Colored fire is a common pyrotechnic effect used in stage productions, fireworks and by fire performers the world over. Generally, the color of a flame may be red, orange, blue, yellow, or white, and is dominated by blackbody radiation from soot and steam. When additional chemicals are added to the fuel burning, their atomic emission spectra can affect the frequencies of visible light radiation emitted - in other words, the flame appears in a different color dependent upon the chemical additives. Flame coloring is also a good way to demonstrate how fire changes when subjected to heat and how they also change the matter around them.

To color their flames, pyrotechnicians will generally use metal salts. Specific combinations of fuels and co-solvents are required in order to dissolve the necessary chemicals. Color enhancers (usually chlorine donors) are frequently added too, the most common of which is polyvinyl chloride. A practical use of colored fire is the flame test, where metal cations are tested by placing the sample in a flame and analyzing the color produced.

Flame colorants

Emitted colors depend on the electronic configuration of the elements involved. Heat energy from the flame excites electrons to a higher quantum level, and the atoms emit characteristic colors (photons with energies corresponding to the visible spectrum) as they return to lower energy levels

Campfire colorants

Flame colorants are becoming popular while camping. Scouts  and other outdoor enthusiasts have placed sections of copper pipe with holes drilled throughout and stuffed with garden hose onto campfires to create a variety of flame colors.  An easier method of coloring campfires has been fueled by commercial products.  These packages of flame colorants are tossed onto a campfire or into a fireplace to produce effects.

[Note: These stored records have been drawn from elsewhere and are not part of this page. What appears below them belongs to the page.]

PR #15484, opened 2021-04-20
parted: add new package

oskarirauta:

Description:
GNU Parted manipulates partition tables.
This is useful for creating space for new operating systems,
reorganizing disk usage, copying data on hard disks and disk imaging.

### DIFF
--- a/utils/parted/Makefile
+++ b/utils/parted/Makefile
@@ -1,0 +1,53 @@
+# SPDX-License-Identifier: GPL-2.0-only
+
+include $(TOPDIR)/rules.mk
+
+PKG_NAME:=parted
+PKG_VERSION:=3.4
+PKG_RELEASE:=$(AUTORELEASE)
+
+PKG_SOURCE:=$(PKG_NAME)-$(PKG_VERSION).tar.xz
+PKG_SOURCE_URL:=http://ftp.gnu.org/gnu/parted/
+PKG_HASH:=e1298022472da5589b7f2be1d5ee3c1b66ec3d96dfbad03dc642afd009da5342
+
+PKG_BUILD_PARALLEL:=1
+PKG_INSTALL:=1
+
+PKG_MAINTAINER:=Oskari Rauta <oskari.rauta@gmail.com>
+
+include $(INCLUDE_DIR)/package.mk
+
+define Package/parted
+  SECTION:=utils
+  CATEGORY:=Utilities
+  TITLE:=GNU Parted
+  SUBMENU:=Disc
+  DEPENDS:=+libblkid +libuuid +PARTED_READLINE:libreadline +CONFIG_PARTED_READLINE:libncurses +PARTED_LVM2:libdevmapper
+endef
+
+define Package/parted/description
+  GNU Parted manipulates partition tables. This is useful for
+  creating space for new operating systems, reorganizing
+  disk usage, copying data on hard disks and disk imaging.
+endef
+
+define Package/parted/config
+  source "$(SOURCE)/Config.in"
+endef
+
+ifneq ($(CONFIG_PARTED_READLINE),y)
+  CONFIGURE_ARGS += --without-readline
+endif
+
+ifneq ($(CONFIG_PARTED_LVM2),y)
+  CONFIGURE_ARGS += --disable-device-mapper
+endif
+
+define Package/parted/install
+	$(INSTALL_DIR) $(1)/usr/lib $(1)/sbin
+	$(CP) $(PKG_INSTALL_DIR)/usr/lib/*.so** $(1)/usr/lib/
+	$(INSTALL_BIN) $(PKG_INSTALL_DIR)/usr/sbin/parted $(1)/sbin/
+	$(INSTALL_BIN) $(PKG_INSTALL_DIR)/usr/sbin/partprobe $(1)/sbin/
+endef
+
+$(eval $(call BuildPackage,parted))
--- a/utils/parted/Config.in
+++ b/utils/parted/Config.in
@@ -1,0 +1,14 @@
+menu "Configuration"
+	depends on PACKAGE_parted
+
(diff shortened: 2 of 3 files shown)


utils/parted/Makefile
```diff
@@ -0,0 +1,39 @@
+include $(TOPDIR)/rules.mk
+
+PKG_NAME:=parted
+PKG_VERSION:=3.4
+PKG_RELEASE:=$(AUTORELEASE)
+
+PKG_SOURCE:=$(PKG_NAME)-$(PKG_VERSION).tar.xz
+PKG_SOURCE_URL:=http://ftp.gnu.org/gnu/parted/
```
BKPepe, line 8:
```suggestion
PKG_SOURCE_URL:=https://ftp.gnu.org/gnu/parted/
```

utils/parted/Makefile
```diff
@@ -0,0 +1,39 @@
...
+PKG_MAINTAINER:=Oskari Rauta <oskari.rauta@gmail.com>
+PKG_LICENSE_FILES:=COPYING
+PKG_LICENSE:=GPL-3.0-only
+
+include $(INCLUDE_DIR)/package.mk
+
+define Package/parted
+  SECTION:=utils
+  CATEGORY:=Utilities
+  TITLE:=GNU Parted
```
BKPepe, line 23:
```suggestion
  TITLE:=GNU Parted
  URL:=https://www.gnu.org/software/parted/
```

BKPepe (commented):
Would be good if you can create test.sh (like others do sometimes in this repository), so our CI which we are using can check the version in the Docker image at least some kind of run testing.  Otherwise, this looks good!

utils/parted/Makefile
oskarirauta: Done

utils/parted/Makefile
oskarirauta: Done

oskarirauta:
> Would be good if you can create test.sh (like others do sometimes in this repository), so our CI which we are using can check the version in the Docker image at least some kind of run testing. Otherwise, this looks good!

Maybe. I needed partx command; utility to refresh changed partition table and accidentally built parted, but let's not put that effort to waste.. Now I just am thinking, that where is my partx utility's package now, have I accidentally removed it? Or was it named something else than partx, can't remember...

Currently OpenWRT has a package that should do this, but I wasn't able to get it update /dev nodes, it did read new partition table, but that wasn't quite enough as I had format them and didn't want to boot at that moment.. So that's why I went this way..

oskarirauta:
> Would be good if you can create test.sh (like others do sometimes in this repository), so our CI which we are using can check the version in the Docker image at least some kind of run testing. Otherwise, this looks good!

Sorry, haven't seen one so far.. I made run tests in a production environment ;) box is still running so I guess it worked out ;)

BKPepe:
> Sorry, haven't seen one so far...

Take a look at patckages e.g. vim, apk, netdata, whois, tmux and such.

oskarirauta:
> > Sorry, haven't seen one so far...
> 
> Take a look at patckages e.g. vim, apk, netdata, whois, tmux and such.

I could add one- but it won't work in docker. I would need to know for e.g. root hard disks node, and still it wouldn't work, as is this is a partition manager + tool to refresh partitions to kernel. So only refreshing would had possibility to work, but would need full privileges cap..

oskarirauta:
`partprobe /dev/vda`

PolynomialDivision:
@oskarirauta You can just do a quick version check in test.sh.

oskarirauta:
Sure.. One moment..

oskarirauta:
I added some configuration options. LVM2 support is now optional; this reduces depencies and size of package. Usually LVM2 after all is required when using RAID configuration.

Oops- something is wrong. Tests are failing..

PolynomialDivision:
@oskarirauta Here is a good example: https://github.com/openwrt/packages/blob/master/net/gnunet/test.sh

The line returns with != 0 if the version string is not found.
More information here: https://github.com/openwrt/packages/blob/master/CONTRIBUTING.md

oskarirauta:
@PolynomialDivision - Requested change has been pushed.

Hopefully it works, I did not test it, due to $2 being unknown to me.

oskarirauta:
Yes. Well it's just that it's been quite a while since @BKPepe visited this pr..

This package contains tool that is also provided by busybox, which is main reason that I created a package for this, since partprobe from busybox failed. It did detect updated partition table, but was not able to update dev nodes. This one did. I only needed partprobe, and I actually never really have use parted, since I really like gdisk, but it's included there as well since it belongs to this software..

Anyway, sometimes it's unnecessary to re-invent the wheel, whether it was adding another version of partprobe, even though a version of it is available- or a package that someone might need. Should I close this? Ignorance is not a bliss, if you are waiting..

wulfy23 (approved):
all good aarch64

PolynomialDivision:
> This package contains tool that is also provided by busybox, which is main reason that I created a package for this, since partprobe from busybox failed. It did detect updated partition table, but was not able to update dev nodes.

Did you report the issue somewhere?

Could you maybe change the tests like @wulfy23 described? I think it is fine to merge this.

oskarirauta:
No, I did not report it. Sure, I'll change test.sh soon..

wulfy23:
apologies... i'm unfamiliar with docker... so the example
tests were written to explicitly run the full variant in
the case of conflicts and to more specifically
test real disk interaction...

it appears my suggestions are unsuitable for this test
suite / format...

you can revert the test commands ( keep the new case
for partprobe ) to your original version check with perhaps
something more suitable to be implemented at a later
date

oskarirauta:
@wulfy23, now test.sh works as it should..
@PolynomialDivision not it works..

wulfy23 (approved):
thanks...

PR #15485, opened 2021-04-20
gnu-efi: add new package

oskarirauta:

Description:
gnu-efi binaries, required by some applications (like gummiboot #15486)


Yang-Wei-Ting:
Was there a specific reason for using the fork?

oskarirauta:
can't remember, but likely there was if it was chosen..

PR #15486, opened 2021-04-20
gummiboot: add new package

oskarirauta:

Description:
Simple UEFI boot manager

Requires #15485: gnu-efi

### DIFF
--- a/utils/gummiboot/Makefile
+++ b/utils/gummiboot/Makefile
@@ -1,0 +1,66 @@
+#
+# This is free software, licensed under the GNU General Public License v2.
+# See /LICENSE for more information.
+#
+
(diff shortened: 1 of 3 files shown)


oskarirauta:
I have a system that boots to Syslinux/extlinux on bios systems and gummiboot handles boot on UEFI systems and starts Syslinux/extlinux so for both systems, I have same configuration.

Unfortunately, I wasn't able to cross-compile syslinux, so that one I cannot publish since it's natively compiled and my build tree just re-packs pre-compiled code without stripping it (to avoid binaries from breaking).

But if someone is able to cross-compile syslinux, I'd be grateful, I have a pretty OpenWRT background image for it too ;)

PR #15487, opened 2021-04-20
conntrack-tools: add a patch to fix endianness issue

gongtao0607:
Maintainer: me / jo@mein.io

Compile tested: 
x86_64 kvm, QEMU, OpenWrt 19.07.3, and
Atheros AR7161 rev 2, Netgear WNDR3800, OpenWrt 19.07.5

Run tested: 
Mixed endianness firewall failover successful

Description:
There's a endianness bug in conntrack-tools causing SNAT/DNAT IP address being inverted in a mixed-endianness failover. (In my case, a little endian firewall fails-over to a big endian firewall). This patch is a backport of https://marc.info/?l=netfilter&m=161891034013669&w=2 to solve this issue.

### DIFF
--- a/net/conntrack-tools/Makefile
+++ b/net/conntrack-tools/Makefile
@@ -9,7 +9,7 @@ include $(TOPDIR)/rules.mk
 
 PKG_NAME:=conntrack-tools
 PKG_VERSION:=1.4.6
-PKG_RELEASE:=1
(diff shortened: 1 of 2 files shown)


neheb:
I think PKG_RELEASE needs to be bumped.

neheb:
ping @jow-

PR #16462, opened 2021-08-25
python3-package.mk: add check for dependencies in host-pip-requirements

commodo:
Maintainer: me, @jefferyto 
Compile tested: x86 https://github.com/openwrt/openwrt/commit/c0afe3a5d2239fb40aa566e4d81666b4461f07fb
Run tested: n/a

It often happens that we update a package to a new version (e.g. cffi) to a
newer version, but we forget to update the version for cffi in the
`lang/python/host-pip-requirements/cffi.txt` file.

This check adds a minimal check, so that when a build occurs for a Python
package, if there is a mention/listing of this package in
`lang/python/host-pip-requirements/` it will check that the versions match.

This way, when we update a package, we get a build failure and update the
host version as well.

This will omit packages (like Cython) that are not packaged for OpenWrt,
but are host-side dependencies only.
But until we find some mechanism to check for those, we will probably only
notice to update them when another build occurs (at the very least).


jefferyto:
Looks okay to me, though I think compiling the django package will cause it to error on host-pip-requirements/Django-1.11.txt?

It would be nice if we can choose to bypass this check and pin a dependency to a certain version, but in this case I think it would be fine to move Django-1.11.txt into the seahub folder (and use a relative path for `HOST_PYTHON3_PACKAGE_BUILD_DEPENDS`, e.g. `HOST_PYTHON3_PACKAGE_BUILD_DEPENDS:=./host-pip-requirements.txt`) since nothing else uses this dependency.

commodo:
> I'm a little hesitant to split pytz out of Django-1.11.txt (and to make it a general rule to have one PyPI package per requirements file), because then the "top-level" (OpenWrt) package (in this case seahub) would need to know/list its direct dependencies (django 1.11) and all of its indirect dependencies (pytz). (The same would apply for cffi.txt.)
> 
> I realize this may lead to duplicate packages/hashes in multiple requirements files, but for now we don't have any duplicates and I hope we can replace this system of separate requirements files (and reuse data from OpenWrt package makefiles) if/when there are more host-side pip dependencies.
> 
> What do you think?

So, I don't have any ideas (or opinions) yet (for this).
[ I am a little tired, currently running on autopilot and it's only Monday :p ]

I guess, we can go with moving Django-1.11. txt in the Seahub package folder for now.
And we can see what the future holds.

Currently, pytz isn't used anywhere else (host-side) other than Django-1.11
I guess when Seahub gets updated, Django-1.11 would also get updated.

commodo:
Changelog v1 -> v2:
* moved Django-1.11.txt in Seahub package folder

jefferyto (approved):
Thanks for making the Django change :pray:

commodo:
> Thanks for making the Django change pray

you're welcome :)

will merge this in a couple of hours then if no objections

Issue #16256, opened 2021-07-30
acme: Restart uhttpd after renewing certificate


K2IE:
I'm not certain if the issue is in acme proper or in luci-app-acme, but whenever my certificate is renewed I have an issue.  uhttpd is not restarted as part of the process and so at some point my certificate will expire, I must then ssh in and manually restart uhttpd.

This ought to be triggered at the end of the renewal process if "Use for uhttpd" is checked in luci-app-acme.

CodeFetch:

Although these chemicals are very effective at imparting their color into an already existing flame, these substances are not flammable alone. To produce a powder or solid that, when lit, produces a colored flame, the necessary steps are more complex. To get a powder to burn satisfactorily, both a fuel and oxidizer will mostly be needed. Common oxidizers include.

 Ammonium perchlorate
 Ammonium nitrate
 Barium chlorate
 Potassium nitrate (saltpeter)
 Potassium chlorate
 Potassium perchlorate
 Strontium nitrate
 Sodium nitrate

Many of these oxidizers also produce a colored flame by themselves. Some of them - as well as the main colorants - are severely toxic and therefore environmentally damaging.